BRIEF. Please return all lines in the listing holding the word "simple".

SOURCE INFORMATION.
PR #3590, opened 2024-12-17
chore: allow for level 2 of Ray tracing which records memory

jaychia:


jaychia:
Closing -- will reopen if the need for this arises

PR #3666, opened 2025-01-10
feat(connect): Rust ray exec

universalmind303:
## Description 

you can now specify the runner you want to use via native spark config

```py
from daft.daft import connect_start
from pyspark.sql import SparkSession

server = connect_start()
url = f"sc://localhost:{server.port()}"


daft_spark = SparkSession.builder.appName("DaftConnectExample").remote(url).getOrCreate()

daft_spark.conf.set("daft.runner", "ray")
# or use native
# daft_spark.conf.set("daft.runner", "native")

df1 = daft_spark.read.parquet("~/datasets/tpcds/sf10/customer.parquet")
df1.limit(10).show()

```

## Note for reviewers

so i had to do a bit of refactoring to get this to work, mostly in how the show string works. The actual ray implementation is isolated within the new `daft-ray-execution` lib, and it's just a wrapper around our existing python code. The idea with putting it in it's own lib is that it creates a better abstraction and if we want to later port more of that code into rust, it'll be a lot easier. 

also a few small drivebys that were bugging me while working on this

- change `warn!`'s to `debug!`'s as it was cluttering the output on every command. 
- refactor `PlanIds` to actually reflects what it does, a `ResponseBuilder`. 
- the error output for unsupported relations was nasty, so i simplified it [here](https://github.com/Eventual-Inc/Daft/pull/3666/files#diff-0f6aee05ac5693372752b1eab7454e80142119479e41093d0b975bb777d83ffdR169) and [here](https://github.com/Eventual-Inc/Daft/pull/3666/files#diff-0f6aee05ac5693372752b1eab7454e80142119479e41093d0b975bb777d83ffdR169)


src/daft-connect/src/lib.rs
kevinzwang, line 1: Could we isolate the Python dependency to just the Ray runner and the `connect_start` Python function?

src/daft-connect/src/translation/logical_plan.rs
```diff
@@ -29,42 +29,74 @@ mod to_df;
...
+                        .getattr(intern!(py, "MicroPartition"))?
+                        .getattr(intern!(py, "_from_pymicropartition"))?
+                        .call1((PyMicroPartition::from(mp),))?;
 
-        let PartitionMetadata {
-            num_rows,
-            size_bytes,
-        } = pset.metadata();
-        let num_partitions = pset.num_partitions();
+                    // ERROR:   2: AttributeError: 'daft.daft.PySchema' object has no attribute '_schema'
```
kevinzwang, line 64: remove(?)

src/daft-connect/src/translation/logical_plan.rs
```diff
@@ -29,42 +29,74 @@ mod to_df;
...
+                Ok(LogicalPlanBuilder::in_memory_scan(
+                    &partition_key,
+                    cache_entry,
+                    schema,
+                    num_partitions,
+                    size_bytes,
+                    num_rows,
+                )?)
+            }
+        }
```
kevinzwang, line 99: Is the reason why the implementations are different because we would like to avoid calling into Python for the native runner?

kevinzwang (commented):
Generally looks fine to me. Could you also update the spark connect tests to allow them to run with the Ray runner + add that to the CI test matrix?

src/daft-connect/src/lib.rs
universalmind303: no, the spark connect code pretty much has a hard dependency on python at this point.

src/daft-connect/src/translation/logical_plan.rs
universalmind303: yeah for the most part.

src/daft-connect/src/execute.rs
```diff
@@ -0,0 +1,313 @@
...
+    response_builder::ResponseBuilder, session::Session, translation, ExecuteStream, Runner,
+};
+
+impl Session {
+    pub fn get_runner(&self) -> eyre::Result<Runner> {
+        let runner = match self.config_values().get("daft.runner") {
+            Some(runner) => match runner.as_str() {
+                "ray" => Runner::Ray,
+                "native" => Runner::Native,
+                _ => bail!("Invalid runner: {}", runner),
```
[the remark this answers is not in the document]
universalmind303: considering that py runner is being deprecated, i think it's fine if we don't support it.

src/daft-connect/src/lib.rs
universalmind303: the reason is that there's no non python entrypoint for spark connect, so it doesn't make much sense to try to feature flag when it can only be run from python.

PR #3667, opened 2025-01-10
feat: Explain for swordfish

colin-ho:
Enable printing swordfish pipeline in `.explain(show_all=True)`.


src/common/display/src/ascii.rs
```diff
@@ -39,7 +39,7 @@ fn fmt_tree_indent_style<'a, W: fmt::Write + 'a>(
 
 // Print the tree recursively, and illustrate the tree structure in the same style as `git log --graph`.
 // `depth` is the number of forks in this node's ancestors.
-fn fmt_tree_gitstyle<'a, W: fmt::Write + 'a>(
+pub fn fmt_tree_gitstyle<'a, W: fmt::Write + 'a>(
```
colin-ho, line 42: So, the physical plan and logical plan don't directly use this function, instead they call `plan.fmt_tree()`, which is the function below.

But for swordfish's `Box<dyn PipelineNode>`, I'm not sure how to call `fmt_tree` because it requires `Self : Sized`. So i made `fmt_tree_gitstyle` public and just call it directly.
```
pub trait AsciiTreeDisplay: TreeDisplay {
    // // Print the whole tree represented by this node.
    fn fmt_tree<'a, W: fmt::Write + 'a>(&self, w: &'a mut W, simple: bool) -> fmt::Result
    where
        Self: Sized,
    {
        let level = if simple {
            crate::DisplayLevel::Compact
        } else {
            crate::DisplayLevel::Default
        };

        fmt_tree_gitstyle(self, 0, w, level)
    }
```

samster25:
I think @universalmind303 would be a better reviewer for this

universalmind303 (approved):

WORKED SOLUTION.
    fn fmt_tree<'a, W: fmt::Write + 'a>(&self, w: &'a mut W, simple: bool) -> fmt::Result
        let level = if simple {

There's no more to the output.